[storytime] The Tale of My Broken Neck
2012 18 Feb

Neck-breaking! It happens. It happened to me, and people keep asking for the details, so here’s the Definitive Story of Clarisse’s Broken Neck.
The Accident
I’ve always been terrified of both biking and driving; I never wanted to learn either skill. One could blame this on the fact that I was in a car accident at a very young age. Or on the fact that I tend to live in my head a lot and I’m not great at staying 100% aware of (or interested in) the physical world around me. Or on the various nightmares about biking and driving that I had as a kid. I kept dreaming that I was in charge of a vehicle that went out of control.
I ultimately learned to drive when I was 21 for work reasons, and also because — while I try to make sure that my risks are very careful and well-considered — I also try not to indulge myself when I’m scared of things. Age 26 was when one of my friends finally managed to teach me to ride a bike. Many had tried before, but I just couldn’t get it until age 26. I gritted my teeth, I learned, and I practiced.
And then, in August 2011, age 27, I fractured my spine in a stupid accident. Maybe the fear itself was what screwed me up. Or maybe my fears were extremely rational; maybe I sensed something about myself and my balance and my own physical awareness that other people couldn’t see, and maybe I should have listened to myself …. Oh well.
Basically, I slammed headfirst into a lamppost late one evening. This would have been much more hilarious if it hadn’t almost killed me.
The accident happened while I was practicing on Chicago’s lakefront path. Other than the broken neck, I was almost completely unharmed. I was wearing a helmet, which is presumably why I survived. I didn’t even know my neck was broken at first. I hit the lamppost, fell back off my bike, landed on my knees, and realized that my neck hurt a lot.
I remember being relieved that my glasses weren’t broken.
I lay down on the path and caught my breath. The pain in my neck didn’t register so much, as long as I lay straight. Then I thought: I’m not in a safe area of the city. I should get home. So I stood up — fuck, my neck hurts — I stood up, took a few deep breaths to power through the pain, and picked up my bike, which was unusable. I decided that I ought to go home and sleep; I figured I’d feel better in the morning.
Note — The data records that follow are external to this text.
PR #145, opened 2025-01-21
style: use annotations from the future for the snap lib

james-garner-canonical:
This PR mechanically translates annotations using symbols like `Union`, `List`, and `Dict` to the newer type annotation syntax, and unquotes forward references, in the snap library. This should have no runtime effects aside from making all type annotations strings at runtime, and removing some imported `typing` symbols from the module namespace. Merging this PR will make it easier to  diff #144 with main.


benhoyt (approved):
This is very helpful, thanks.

After walking maybe a hundred feet, I knew something was wrong, like seriously wrong. My body felt dulled and my movements felt uncertain. I ruffled through my thoughts and decided that although I felt like I could remember everything important, something was fuzzy. Maybe I have a concussion, I thought. So I called one of my flatmates and asked him to come get me. When he found me, I was throwing up into a garbage can, and he insisted that we go to the hospital.
I vomited four more times while the hospital kept me in the waiting room; I also started shivering and crying uncontrollably. After maybe an hour, they took me back into the Intensive Care Unit and laid me down on a table, where some doctors gave me morphine and informed me that I’d fractured my spine. I was told to lie very, very still and to quit doing things like standing up and walking to the bathroom. Some doctors were very reassuring, but others were like: “Um yeah, we don’t really know the extent of the damage and you could still accidentally sever your spinal cord, so just lie still, would you?”
That was when I got really scared, and started composing messages for people I loved in case of my untimely death.
I thought about calling my parents, but I knew they’d freak out way more than I was freaking out, and I didn’t want to upset them until I had some kind of solution to the situation. And I updated Twitter, which is ridiculous, but I guess that’s what bloggers do when we break our necks, especially if we only have a text-capable phone rather than a smartphone.
I lay on that table for many hours, until well past dawn.
The Choice
I had texted my in-case-of-death messages to my best girlfriend, which was sort of a mean thing for me to do, I guess, but I wasn’t sure how else to go about it. Obviously, as soon as she woke up the next morning, she got the messages and freaked out. She was out of town, but she sent her husband to keep me company. As the news got around, other friends of mine came to visit or called or texted. Some of them brought me vegan food, or actually stayed with me in my hospital room on cots, or argued with health care professionals who didn’t seem to be listening to me. The guy I’d broken up with several days before came and fed me smoothies all weekend, which was incredibly nice of him.